Dukungan kawat: Pitch yang lebih lebar di bagian atas mengurangi dukungan mekanis; spacer keramik tambahan mungkin diperlukan.
Suhu inti: Bagian bawah menjadi lebih panas (kepadatan daya lebih tinggi). Pastikan suhu inti logam tetap di bawah 260 derajat (maks untuk Incoloy).
Saat Heliks Non-Seragam Tidak Dibutuhkan
Tangki dengan agitasi mekanis atau resirkulasi: Aliran paksa merusak stratifikasi terlepas dari desain pemanas.
Tangki dangkal (<2 m): Gradien alaminya kecil (2–5 derajat ). Desain yang tidak-seragam hanya memberikan sedikit manfaat.
High-flow systems (Re>10,000): Pemanasan seragam sudah cukup.
Kenaikan suhu rendah (<10°C above ambient): Gradien minimal.
Pertimbangan Efisiensi Energi
Heliks yang tidak-seragam tidak mengurangi konsumsi energi total; itu mendistribusikan kembali masukan panas. Namun, menurunkan suhu atas akan menurunkan kehilangan panas melalui permukaan cairan (penguapan dan konveksi). Untuk tangki berukuran 4 m pada suhu 80 derajat , mengurangi suhu atas dari 88 derajat menjadi 83 derajat akan menurunkan kehilangan panas permukaan sebesar 15–20%, sehingga menghemat energi.

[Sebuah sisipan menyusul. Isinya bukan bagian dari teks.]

PR #193, opened 2025-01-17
Revert gpu driver util commits

tariq1890:


tariq1890:
> We are reverting all of these commits because when we re-introduce the auto-detection, we will use the nvidia-installer rather than our own gpu-driver-util, right?

Correct, that is the plan

PR #222, opened 2025-02-11
[ubuntu-precompiled] enable offline installation of driver packages

tariq1890:
This PR introduces a completely new method of installing the nvidia precompiled driver packages. 

## Motivation 
We recently discovered that our offline installs weren't exactly "offline". During the driver container run-time, the driver container was still downloading packages externally. The root cause of this was the multiple `apt-get update` calls, which would erase the previously downloaded packages from the `apt-get install -y --no-install-recommends --download-only <packages>` command.

## Summary of changes:
i) Download the packages and its dependencies using the following commands
```
apt-get download $PACKAGE
apt-get download $(apt-cache depends --recurse --no-recommends --no-suggests --no-conflicts --no-breaks --no-replaces --no-enhances $PACKAGE | grep "^\w" | sort -u)
```
ii) Move to a permanent location and gzip the apt-get downloaded packages.
iii) Create a local apt package source pointing to the new directory with the downloaded packages

NOTE: In this PR, I also move away from installing the giant metapackage `nvidia-drivers-${DRIVER_VERSION}-server` and purging unneeded packages thereafter. Instead, we just install the packages that we actually need instead of worrying about any bloat

### DIFF
--- a/ubuntu22.04/precompiled/Dockerfile
+++ b/ubuntu22.04/precompiled/Dockerfile
@@ -48,27 +48,20 @@ RUN if [ -n "${CVE_UPDATES}" ]; then \
         rm -rf /var/lib/apt/lists/*; \
     fi
 
-# update pkg cache and install pkgs for userspace driver libs
-RUN apt-get update && apt-get install -y --download-only --no-install-recommends nvidia-driver-${DRIVER_BRANCH}-server \
-    nvidia-fabricmanager-${DRIVER_BRANCH}=${DRIVER_VERSION}-1 \
-    libnvidia-nscq-${DRIVER_BRANCH}=${DRIVER_VERSION}-1 && \
-    rm -rf /var/lib/apt/lists/*;
-
 RUN if [ "$DRIVER_BRANCH" -ge "550" ]; then \
     apt-get update && \
     apt-get install -y --no-install-recommends nvidia-imex-${DRIVER_BRANCH}=${DRIVER_VERSION}-1 && \
     rm -rf /var/lib/apt/lists/*; fi
 
-# update pkg cache and download pkgs for driver module installation during runtime.
-# this is done to avoid shipping .ko files.
-# avoid cleaning the cache after this to retain these packages during runtime.
-RUN apt-get update && apt-get install --download-only --no-install-recommends -y linux-objects-nvidia-${DRIVER_BRANCH}-server-${KERNEL_VERSION} \
-    linux-signatures-nvidia-${KERNEL_VERSION} \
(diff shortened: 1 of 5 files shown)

Kesimpulan: Non-Uniform Helix Mengurangi Stratifikasi sebesar 60–80% di Tangki Tinggi
Dalam tangki setinggi 4 m yang dipanaskan dengan konveksi alami, pemanas PFA heliks yang tidak seragam (pitch lebih rapat di bagian bawah, lebih longgar di bagian atas) mengurangi stratifikasi termal vertikal sebesar 60–80%, sehingga mencapai gradien suhu 2–4 derajat dibandingkan dengan 8–15 derajat untuk heliks seragam. Distribusi daya yang bervariasi sesuai dengan profil konveksi alami, menghasilkan lebih banyak panas di tempat fluida dingin dan lebih sedikit panas di tempat yang hangat. Untuk aplikasi yang memerlukan keseragaman suhu yang ketat (kristalisasi, reaktor biologis, sintesis kimia yang tepat), heliks tidak{10}}seragam adalah solusi yang terbukti. Biaya produksi tambahan dapat segera dipulihkan melalui peningkatan kualitas produk dan pengurangan kehilangan energi. Tangkinya tinggi; tantangannya adalah stratifikasi. Atasi dengan heliks yang tahu di mana harus menaruh panas. Itu adalah desain yang cerdas. Itu tidak-seragam.